[SOURCE DATA Boundary: Start]

PR #336, opened 2022-05-09
tests: add integration test for exec()

cognifloyd:
Part of https://github.com/go-vela/community/issues/585

This adds some integration tests for the exec() function. It only adds them for the docker runtime, as it is currently hanging for kubernetes. I will fix the kubernetes runtime in follow-up PRs.

I also had to add a mock API server for the worker. I based it on the server's mock.


mock/worker/server.go
```diff
@@ -0,0 +1,41 @@
...
+func FakeHandler() http.Handler {
+	gin.SetMode(gin.TestMode)
+
+	e := gin.New()
+
+	// mock endpoints for utility calls
+	//e.GET("/health", getHealth)
+	//e.GET("/metrics", getMetrics)
+	//e.GET("/version", getVersion)
+	//e.POST("/api/v1/shutdown", postShutdown)
```
cognifloyd, line 24: I didn't add these, but we could.

PR #337, opened 2022-05-10
bugfix(k8s): Drop TailContainer's logsContext to avoid early cancel

cognifloyd:
Partially reverts #329 (see https://github.com/go-vela/worker/pull/329#discussion_r869658946).
In juggling all of my PRs, I thought I tested them merged together, but somehow I missed the breakage this caused.

We expect (at least part of) logsFunc to continue running after TailContainer returns.
Then StreamStep/StreamService/etc read from the returned ReadCloser until the end of the stream.

So, if the context gets canceled at the end of TailContainer (as introduced in #329), then the streaming is stopped before `Stream*` has read anything from it. So, log capture in the kubernetes runtime is currently broken for v0.14 😢 .

This fixes it by not creating+cancelling a new context in kubernetes TailContainer.

Also, I added/improved a log message about streaming output in each of the linux and local executors.

### DIFF
--- a/executor/linux/build.go
+++ b/executor/linux/build.go
@@ -536,6 +536,7 @@ func (c *client) StreamBuild(ctx context.Context) error {
 				return nil
 			})
 		case <-ctx.Done():
+			c.Logger.Debug("streaming context canceled")
 			// build done or canceled
 			return nil
 		}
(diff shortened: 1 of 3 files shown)


wass3r (approved):

jbrockopp (approved):
LGTM

PR #178, opened 2018-12-26
implement "changing uplink"

SvenRoederer:
This adds the code, which handles changing the uplink-preset.
It's done by comparing the "ffberlin-uplink.preset.current" with the definition in the currently installed preset. The UCI-value can be:
* the preset used before this image was installed
* value "undefined" when no preset was setup ever, normally a fresh install
When a real preset-change is detected the function "create_ffuplink()" is called to reinit the ffuplink-settings to factory-defaults.


SvenRoederer:
That code is quite the same as used in the "for-Hedy-1.0.x" branch.

PR #181, opened 2019-02-24
wizard: change hasRootPass to use luci.sys.user.getpass

pmelange:
The web interface has had a problem with extremely long load times and not being confronted with the changePassword page.  The problem is that the hasRootPass was using a cgi script to parse the shadow file.  Because of some change upstream, the wget call to the cgi script is timing out.

Instead, the hasRootPass function calls luci.sys.user.getpass.

The cgi-script has been removed.

This addresses issue https://github.com/freifunk-berlin/firmware/issues/665
This modifies https://github.com/freifunk-berlin/firmware-packages/commit/6c0b0643b7253a5c05dca94f8819069e68c596ed
This reverts https://github.com/freifunk-berlin/firmware-packages/commit/fe76367321b4424bb1a470e36bb2016860d38213


pmelange:
This PR is closed and PR https://github.com/freifunk-berlin/firmware-packages/pull/183 has been created to solve issue https://github.com/freifunk-berlin/firmware/issues/665 instead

[SOURCE DATA Boundary: End]

Copy down the entries exactly, leaving out no line.

### RESULT FOR THIS EXERCISE
PR #336, opened 2022-05-09
tests: add integration test for exec()

cognifloyd:
Part of https://github.com/go-vela/community/issues/585

This adds some integration tests for the exec() function. It only adds them for the docker runtime, as it is currently hanging for kubernetes. I will fix the kubernetes runtime in follow-up PRs.

I also had to add a mock API server for the worker. I based it on the server's mock.


mock/worker/server.go
```diff
@@ -0,0 +1,41 @@
...
+func FakeHandler() http.Handler {
+	gin.SetMode(gin.TestMode)
+
+	e := gin.New()
+
+	// mock endpoints for utility calls
+	//e.GET("/health", getHealth)
+	//e.GET("/metrics", getMetrics)
+	//e.GET("/version", getVersion)
+	//e.POST("/api/v1/shutdown", postShutdown)
```
cognifloyd, line 24: I didn't add these, but we could.

PR #337, opened 2022-05-10
bugfix(k8s): Drop TailContainer's logsContext to avoid early cancel

cognifloyd:
Partially reverts #329 (see https://github.com/go-vela/worker/pull/329#discussion_r869658946).
In juggling all of my PRs, I thought I tested them merged together, but somehow I missed the breakage this caused.

We expect (at least part of) logsFunc to continue running after TailContainer returns.
Then StreamStep/StreamService/etc read from the returned ReadCloser until the end of the stream.

So, if the context gets canceled at the end of TailContainer (as introduced in #329), then the streaming is stopped before `Stream*` has read anything from it. So, log capture in the kubernetes runtime is currently broken for v0.14 😢 .

This fixes it by not creating+cancelling a new context in kubernetes TailContainer.

Also, I added/improved a log message about streaming output in each of the linux and local executors.

### DIFF
--- a/executor/linux/build.go
+++ b/executor/linux/build.go
@@ -536,6 +536,7 @@ func (c *client) StreamBuild(ctx context.Context) error {
 				return nil
 			})
 		case <-ctx.Done():
+			c.Logger.Debug("streaming context canceled")
 			// build done or canceled
 			return nil
 		}
(diff shortened: 1 of 3 files shown)


wass3r (approved):

jbrockopp (approved):
LGTM

PR #178, opened 2018-12-26
implement "changing uplink"

SvenRoederer:
This adds the code, which handles changing the uplink-preset.
It's done by comparing the "ffberlin-uplink.preset.current" with the definition in the currently installed preset. The UCI-value can be:
* the preset used before this image was installed
* value "undefined" when no preset was setup ever, normally a fresh install
When a real preset-change is detected the function "create_ffuplink()" is called to reinit the ffuplink-settings to factory-defaults.


SvenRoederer:
That code is quite the same as used in the "for-Hedy-1.0.x" branch.

PR #181, opened 2019-02-24
wizard: change hasRootPass to use luci.sys.user.getpass

pmelange:
The web interface has had a problem with extremely long load times and not being confronted with the changePassword page.  The problem is that the hasRootPass was using a cgi script to parse the shadow file.  Because of some change upstream, the wget call to the cgi script is timing out.

Instead, the hasRootPass function calls luci.sys.user.getpass.

The cgi-script has been removed.

This addresses issue https://github.com/freifunk-berlin/firmware/issues/665
This modifies https://github.com/freifunk-berlin/firmware-packages/commit/6c0b0643b7253a5c05dca94f8819069e68c596ed
This reverts https://github.com/freifunk-berlin/firmware-packages/commit/fe76367321b4424bb1a470e36bb2016860d38213


pmelange:
This PR is closed and PR https://github.com/freifunk-berlin/firmware-packages/pull/183 has been created to solve issue https://github.com/freifunk-berlin/firmware/issues/665 instead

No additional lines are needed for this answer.